Dark data is data and content that exists and is stored, but is not leveraged and analyzed for intelligence or used in forward looking decisions - Isaac Sacolick, see full definition

Since then, the subject of dark data has been covered by (The Dangers of Dark Data), Forbes (Factories of the Future), and VentureBeat (Are you afraid of the dark data?). VentureBeat points to the cause of the problem:

As storage has become cheaper, those who generate data have grown used to hanging onto it... When data is “dark,” it’s often because the organizations that own it lack the tools, infrastructure, or skills to effectively leverage it - John Joseph

Internal Dark Data, that is, dark data that is already captured and stored by the enterprise but not leveraged to drive insights or decision making represents a threat and a possible missed opportunity. The threat is if storing the data impacts the performance of a key business operation or contains sensitive information that should be better secured. The opportunity is to really figure out the value in retaining and processing this data.

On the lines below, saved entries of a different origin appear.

PR #2423, opened 2020-05-01
Tweak compiler assertion

fniephaus:
AFAICT, there's no reason to use `#compilationConstant` here. `#partialEvaluationConstant` is to be preferred.
See https://github.com/oracle/graal/blob/8fb8fc502411b3c84308ff5cda4d6c1f775f3920/truffle/src/com.oracle.truffle.api/src/com/oracle/truffle/api/CompilerAsserts.java#L102-L113


fniephaus:
>The corresponding code in LLVMLoopDispatchNode also needs to be changed. I hope you don't mind that I'll just fix that when integrating. No need for another iteration for such a simple thing.

Sure, please go ahead! Only opened the PR, so we don't forget to change this.

> Out of curiosity: Did you see any actual problem resulting from this? Or how did you stumble over that?

No, I didn't see a technical problem. However, we documented how bytecode interpreters can be implemented in Truffle a while ago (see p.3 of [this preprint](https://fniephaus.com/2018/icooolps18-graalsqueak.pdf)), and copied this line. At that time, the difference between the two APIs were not clear to us. In the meantime, we helped to improve the Javadoc for both assertions. This is just the last missing change that we wanted to push for a while.

PR #2427, opened 2020-05-03
Support MaxDirectMemorySize

christianwimmer:
Do not inherit the maximum direct memory size from image generator, and provide same runtime option `-XX:MaxDirectMemorySize` as the Java HotSpot VM.


substratevm/src/com.oracle.svm.core/src/com/oracle/svm/core/heap/Target_java_lang_ref_Reference.java
```diff
@@ -136,7 +136,25 @@
     @TargetElement(onlyWith = JDK8OrEarlier.class)
     @SuppressWarnings("unused")
     static boolean tryHandlePending(boolean waitForNotify) {
-        throw VMError.unimplemented();
```
christianwimmer, line 139: @peter-hofer We need to support this method, since it is reachable from `ByteBuffer.allocateDirect` and invoked before running out of native memory.

If you see an easy way to implement the "real" JDK 8 semantics of helping with reference processing, please do it. Otherwise I think this substitution should be good enough.

Issue #2431, opened 2020-05-04
Native image debug line info wrongly attributed when using gdb 9.1


adinn:
gdb 9.1 appears to be associating method code addresses with the wrong line numbers when presented with a native image containing debug info. An objdump of the binary indicates that the debug_lineinfo DWARF data has the correct line numbers. Also, the mismatch does not occur when debugging the same generated image with gdb 8.3. So, this may be a bug in gdb.

1. Clone latest graalvm repo and mx build
2. Write a simple Hello World program in Hello.java
3. Compile it `javac Hello.java`
4. Generate a native image with debug info  `mx native-image -J-ea -J-esa  -H:GenerateDebugInfo=1 Hello`
5. Start the debugger `gdb hello`
6. Set up the directories path `(gdb) set directories=sources/src:sources/graal:sources/jdk`
7. Break main `(gdb) break Hello::main` Note that a breakpoint address is printed but the breakpoint file or line is omitted (whereas it is correctly printed using gdb 8.3)
8. Run to breakpoint `(gdb) run` Note that when the breakpoint is it the breakpoint file and line are printed but the line number is incorrect and the listed line is incorrect (the line is correctly printed using gdb 8.3)

GraalVM version: latest head
commit 7062562ab88e167aecf647b3f36cbf5407952b26 (HEAD -> master, upstream/master, origin/master, origin/HEAD)
Merge: 1a74b765c01 366f8294fd0
Author: Andreas Woess <andreas.woess@oracle.com>
Date:   Tue Apr 28 12:41:16 2020 +0000

    [GR-22978] Intrinsify MethodHandleImpl.isCompileConstant.
    
    PullRequest: graal/6087

JDK version:
openjdk version "11.0.7" 2020-04-14
OpenJDK Runtime Environment (build 11.0.7+10-jvmci-20.1-b02)
OpenJDK 64-Bit Server VM (build 11.0.7+10-jvmci-20.1-b02, mixed mode)

gdb version:
GNU gdb (GDB) Fedora 9.1-3.fc32

adinn:
Yes, it should be closed.

PR #2433, opened 2020-05-04
correct computation of prologue size

adinn:
This fixes the problem found when using gdb 9.1 that was raised in issue #2431

The computation of the value for the prologue size field was incorrectly including that field in the byte count for remaining header + dir & file tables, meaning it was identifying a point 4 bytes into the line state machine instructions. With gdb 9.1 the debugger adds the prologue size to the prologue offset to identify the start of those instructions. With 8.3 it simply starts reading instructions from the point where the header + dir & file tables end which is why it went undetected.

### DIFF
--- a/substratevm/src/com.oracle.objectfile/src/com/oracle/objectfile/elf/dwarf/DwarfLineSectionImpl.java
+++ b/substratevm/src/com.oracle.objectfile/src/com/oracle/objectfile/elf/dwarf/DwarfLineSectionImpl.java
@@ -320,7 +320,7 @@ public class DwarfLineSectionImpl extends DwarfSectionImpl {
         /*
          * 4 ubyte prologue length includes rest of header and dir + file table section.
          */
-        int prologueSize = classEntry.getLinePrologueSize() - 6;
+        int prologueSize = classEntry.getLinePrologueSize() - (4 + 2 + 4);
         pos = putInt(prologueSize, buffer, pos);
         /*
          * 1 ubyte min instruction length is always 1.


substratevm/src/com.oracle.objectfile/src/com/oracle/objectfile/elf/dwarf/DwarfLineSectionImpl.java
```diff
@@ -320,7 +320,7 @@ private int writeHeader(ClassEntry classEntry, byte[] buffer, int p) {
         /*
          * 4 ubyte prologue length includes rest of header and dir + file table section.
          */
-        int prologueSize = classEntry.getLinePrologueSize() - 6;
+        int prologueSize = classEntry.getLinePrologueSize() - 10;
```
olpaw, line 323: So the 10 here is from 4 (length field)  + 2 (version field) + 4 (prologue length field), right?

adinn: Yes, that's right and originally I failed to exclude the 4 byte slot for for the prologue field from the prologue length.

I thought about using a private static final field for this value here to allow the above to be documented in some javadoc. However, I thought that would be overkill as it was fairly obvious at this point that we had just written 10 bytes.

I also thought about asserting at the end of writing the header that the sum of the header size, file table size and directory size added up to the prologue field value + 10. However, that would involve reading back an int out of the byte array at offset 6 in order to validate what was fairly clearly written using that same computation. Once again that seemed to be overkill (so far there has been no need for any methods to read structured data from the byte[] so adding one to implement an assert seemed to be a step too far).

If you want I couled revise either or both those decisions?

olpaw: Nah ... just use `- (4 + 2 + 4)` instead of `-10`.

adinn: Done.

Determining the Business Value of Stored, Dark Data

  • One of the themes we discussed during the podcast is developing the discipline on identifying the business value in dark data. To do this, use basic data visualization, analytics, and quality tools to identify the substance of the data and look to answer some basic questions:
  • How to catalog the data so that business users can learn about its existence? Can the data be broken down into basic entities, dimensions, metrics and volumes to provide more details to business users looking for data sources?
  • Identify 3-5 potential questions, insights, decisions, or activities that can be researched using this data should someone commission a data scientist to investigate.
  • Also identify "known issues" with the data source. This can be measures of data quality, information on how the data is sourced, and other feedback that might undermine any analysis of the data.
  • Have a Data Governance board "score" this data set based on its potential vs. known issues. Absent of  any easy way to quantify value, scoring by a voting committee can at least rank what data sets look attractive for further analysis.
  • Commission time-boxed studies (aka, agile sprints!) on data sets that have the highest scores. Review results and re-rank based on findings. (Note: See my post, Best Data Visualization Practices in Self Service BI Programs for some ideas on how to implement.)
  • Make sure that you have disciplined agile data scientists. Have them demo their findings to the Data Governance board and adjust the Score based on what was discovered.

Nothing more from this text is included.